The CHANGES Metadata Manager sits between a knowledge graph and a set of folders representing digitized cultural heritage objects. It reads RDF triples from the graph, slices them by object and processing stage, writes the result to disk, and optionally packages everything for deposit on Zenodo.
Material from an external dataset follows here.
PR #5206, opened 2022-07-22
[GDAL] Bump GEOS Dependency to 3.11

nraynaud:


giordano:
You have to change the version number, for example by incrementing the offset to `0.0.1`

The input knowledge graph (data/kg.ttl) is not produced by this tool. It comes from morph-kgc-changes-metadata, which maps CSV spreadsheets into RDF following the CHAD-AP ontology.

CSV spreadsheets
|
v
morph-kgc-changes-metadata --> data/kg.ttl
|
v
folder_metadata_builder (this tool)
| |
v v
meta.ttl prov.trig
(per stage) (per stage)
| |
v v
zenodo_upload.prepare
|
v
ZIP + YAML config (per entity+stage)
|
v
zenodo_upload.upload --> Zenodo

The main orchestrator. It:

  1. Loads the knowledge graph once into memory
  2. Walks the folder structure on disk
  3. For each Sala/Folder/Stage combination, extracts the object NR from the folder name, selects the relevant processing steps, and filters the graph accordingly
  4. Writes meta.ttl (the filtered triples) and runs SHACL validation
  5. Calls generate_provenance_snapshots() to produce prov.trig

The folder-to-ID mapping is largely automatic (the NR is parsed from the folder name), but about 200 folders have non-standard names and are handled through a hardcoded lookup table.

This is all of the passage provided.